# opinions on maxant and BM extractor



## Andrew Dewey (Aug 23, 2005)

I am very happy with my Maxant. Part of the consideration for me was shipping distance. Maxant (headquarters) is in Massachusetts. How close is BM to you?


----------



## jrbbees (Apr 4, 2010)

Krantz Co. (see ad to your right) is currently shipping Maxant extractors for "No Shipping Charge".

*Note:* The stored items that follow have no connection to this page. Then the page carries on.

PR #481, opened 2023-11-09
Fix: Don't raise an exception if the build directory doesn't exist

scohen:
If the build directory didn't exist (as it didn't in CI), then an exception was raised when we tried to delete it. This would cause remote control to not boot and the whole system would crash around us. 

Simple solution, don't use bang functions.


scohen:
Note: two commits here, the first is a revert of an already approved PR.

The entire issue is going to revolve around the # of hives to want to build up to, the amount of time you want to spend extracting, and if you are going to setup a service to some of the bee keepers around you to extract their honey for them( a per frame charge or a % of the honey and you keep the cappings is a nice way to help you pay for your extractor. Don't let others run your extractor. You do it! better for your equipment that way.


----------



## Jim 134 (Dec 1, 2007)

Maxant manfactured in the USA
Brushy Mountain manfactured in ????????????


BEE HAPPY Jim 134


----------



## MAXANT (Sep 13, 2008)

BM manufactured in Italy. Lots of hems, no welds.


----------



## Keth Comollo (Nov 4, 2011)

I have an ancient Maxant 3100P that is solid as a rock. Only needed to replace the ball bearing (my fault). Go Maxant and don't look back.


----------



## Riskybizz (Mar 12, 2010)

Krantz offers free shipping on "some" Maxant extractors but not the 1400 that was posted in the thread. I would opt for the Maxant. Just the thickness of their stainless steel should tell you something.


----------



## RobWok (May 18, 2011)

I bought the smaller Maxant, then just got the paralax gear motor. I have seldom seen quality like this, except on some machinist tools, or my $250 shoulder plane.


----------



## Ozone (May 24, 2011)

So what would be the best procedure to get 2 1400's?

To the middle of the country.


----------



## MAXANT (Sep 13, 2008)

Pick up the phone and give me a call!


----------



## NasalSponge (Jul 22, 2008)

Maxant all the way!! I have the 3100p because I wanted something I could move in and out of the house easily.


----------



## JRGN (Nov 27, 2011)

MAXANT said:


> BM manufactured in Italy. Lots of hems, no welds.


Thanks, makes alot of differance how one is made and put together, I deal with BM a good bit ( great people and customer service )but leaning toward the Maxant, will be ready to pull the trigger within the next couple of weeks. thanks for all of the replies. Jr.


----------



## Spark (Feb 24, 2011)

no brainer ... Maxant ... American made quality


----------



## feltze (May 15, 2010)

Maxant 20 frame extractor 2 yrs old. No problems, no plastic. They were easy to deal with over the phone, I'm happy and would purchase a second one if I ever have the need.


----------



## Ozone (May 24, 2011)

MAXANT said:


> Pick up the phone and give me a call!


You told me you wouldn't answer..... 





So I bought another one. BUT I .........


----------



## MAXANT (Sep 13, 2008)

............


----------



## LeonardS (Mar 13, 2012)

MAXANT said:


> Pick up the phone and give me a call!


How long will you be offering the free freight? I only have two hives so a 3100p is probably bigger than I need, but it sure looks nice!


----------



## Slow Modem (Oct 6, 2011)

I bought a 3100 about a month ago and have used it already and I love it. I got the hand-cranked model but got the power upgrade, so I can extract if I have electricity or not.  And it is the right size that I can pick up and move around without too much trouble. However, when I ordered mine, they were out of hats.

Maxant: Have you got the new hats in yet?


----------



## Ozone (May 24, 2011)

MAXANT said:


> ............


Well spoken.... 

I plan to get two 1400's very soon.


----------



## MAXANT (Sep 13, 2008)

No hats yet!!! I need to call and find out why the delay!!!


----------



## tbeckett (May 19, 2011)

I bought the Maxant 3100 hand crank then upgraded to the Power version and i love the quality and speed. I am now looking at getting the 1400 model more to decrease the time spent extracting than overrunning the capacity of the 3100. Besides keeping two running when extracting seems like a pretty good way to save time to me. 

I have called Maxant and they have ALWAYS been helpful in guiding me and offering information.

Great company, Great Product, Great People!!!


----------



## Andrew Dewey (Aug 23, 2005)

MAXANT said:


> No hats yet!!! I need to call and find out why the delay!!!


Hats? Save one for me at EAS this summer!


----------